Because I never fully trusted those generic pumpkin concentrate cans that invade supermarkets in November, I made my pumpkin bread the old-fashioned way and pureed a pumpkin myself. This two-day process involved slicing up, roasting, and pureeing the pumpkin flesh, then straining it overnight.
I used Scharffen Berger bittersweet chocolate, broken up into chunks, in place of generic Nestle chips. Despite a recent takeover by Hershey, the Berkeley-based Scharffen Berger continues to impress chocoholics with high-quality artisanal bars.
When the bread was finished I topped it with mascarpone cheese and ate it for brunch with my morning espresso. Midterm procrastination has never tasted this good.
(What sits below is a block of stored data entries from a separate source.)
PR #42132, opened 2023-12-09
enh(oauth2): allowed toggling of aria label

### LINKED ISSUE #41824: [BITV] 9.1.1.1a/10.1 - In the "OAuth 2.0 clients" table, there is a button labeled "Show client secret." This button consistently displays the same alt text regardless of whether the "client secret" has been revealed or hidden.  (1)
This should be modified. It is best to update the alt text to correspond with "Show client secret" and "Hide client secret."

`<button data-v-8f4e0666="" data-v-7be1d638="" 
aria-label="Show client secret" type="button" 
class="button-vue button-vue--icon-only button-vue--vue-tertiary-no-background">`

https://report.bitvtest.de/default-en/cbedb5ef-4815-4cba-a83d-995599c178c3.html#checkpoint-cd239865a5-v10-n1

emoral435:
* Resolves: #41824

## Summary
The button in the table for OAuth 2.0 previously only had the aria label of "Show client secret", even when the button had toggled the rendering of the client secret. Switched aria label to "Hide client secret" when the rendered secret is visible!

## TODO
- [x] add a way to toggle between the states and correctly assign the aria label

## Images

| Before | After |
| ------------- | ------------- |
|image|(image|

## Checklist


apps/oauth2/src/components/OAuthItem.vue
```diff
@@ -28,7 +28,7 @@
 			<div class="action-secret">
 				<code>{{ renderedSecret }}</code>
 				<NcButton type="tertiary-no-background"
-					:aria-label="t('oauth2', 'Show client secret')"
+					:aria-label="t('oauth2', `${renderSecret ? 'Hide client secret' : 'Show client secret' }`)"
```
ShGKme, line 31: The value of the `t` function should be a constant string so the translation key can be extract

```suggestion
					:aria-label="renderSecret ? t('oauth2', 'Hide client secret') : t('oauth2', 'Show client secret')"
```

In this case, I'd move it to a computed to not overload the template.

ShGKme (dismissed):

ShGKme (changes requested):
The icon on this button also has a fixed title. 
```
:title="t('oauth2', 'Show client secret')"
```

Using title on a span is not correct, it should be on the button and it has same dynamic value with "Hide".

But in this case, I think we can just remove the `title` attr here.

emoral435:
nice catch! gonna delete that part and then submit the new version : )

apps/oauth2/src/components/OAuthItem.vue
```diff
@@ -87,6 +86,18 @@ export default {
 				return '****'
 			}
 		},
+		
+		/**
+		 * toggles the aria-label for button to show the secret key for OAuth 2.0 Clients
+		 */
+		toggleAriaLabel() {
+			// if the secret key is not rendered (for examples, !this.rendered == '*******'), then suggest to show the secret key
```
ShGKme, line 94: Not sure if we need so detailed comments here, `toggleAriaLabel` describes the meaning for me

ShGKme (approved):
Works and seems fine now

apps/oauth2/src/components/OAuthItem.vue
emoral435: Gotcha : ) I will keep the second comment but remove the header comment for consistancy

Pytal: Still present 🙈

emoral435: Decided to delete the second comment too in the most recent pr :)

emoral435:
@Pytal removed all comments 👍, agree with Grigorii that the name itself is self explanatory!

apps/oauth2/src/components/OAuthItem.vue
```diff
@@ -19,7 +19,7 @@
   - along with this program. If not, see <http://www.gnu.org/licenses/>.
   -
   -->
-<template>
+  <template>
```
ShGKme, line 22: There are unneeded extra spaces

ShGKme:
```suggestion
<template>
```

apps/oauth2/src/components/OAuthItem.vue
```diff
@@ -87,6 +86,14 @@ export default {
 				return '****'
 			}
 		},
+
```
ShGKme, line 89: Same here:

```suggestion

```

ShGKme (commented):
It should have been catched by linter...

apps/oauth2/src/components/OAuthItem.vue
emoral435: changed!

apps/oauth2/src/components/OAuthItem.vue
```diff
@@ -87,6 +86,13 @@ export default {
 				return '****'
 			}
 		},
+		toggleAriaLabel() {
+			if (!this.renderSecret) {
+				return t('oauth2', 'Show client secret')
+			} else {
+				return t('oauth2', 'Hide client secret')
+			}
```
Pytal, line 94:
```suggestion
			}
			return t('oauth2', 'Hide client secret')
```
Early return pattern instead of if-else :)

Pytal (approved):

PR #45562, opened 2024-05-29
fix(ShareApiClients): Maintain meaning of `''` and null for share api cli…

nfebe:
Fix regression from : https://github.com/nextcloud/server/pull/44485


artonge (approved):

ShGKme (approved):

ShGKme:
Should also be backported to 28 and 29 after https://github.com/nextcloud/server/pull/44485 is backported

Fenn-CS:
> Should also be backported to 28 and 29 after https://github.com/nextcloud/server/pull/44485 is backported to 28 and 29

I would fix up? on 29 and 28? Since they are not merged yet? @ShGKme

Chocolate Chip Pumpkin Bread
Preheat the oven to 350 degrees and oil two bread loaf pans. Mix 3 1/2 cups of flour, 1 1/2 teaspoons baking soda, 1 teaspoon salt, and 1 tablespoon pumpkin pie spice in a bowl. Fold 1/3 cup oil, 1 2/3 cup granulated sugar, 1 1/3 cup light brown sugar, and 2 cups pumpkin puree with a large paddle until completely blended. Beat 4 eggs and fold into wet ingredients combination. Add 1/3 of the dry ingredients into the wet mixture and then add 1/3 cup water. Keep folding until fully blended, then add the remaining dry mixture and 1/3 cup of buttermilk and mix until fully blended (make sure there are no clumps of flour). Finally, fold in chocolate chips, and divide equally into loaf pans. Bake for 60 to 75 minutes, or until an inserted toothpick comes out clean.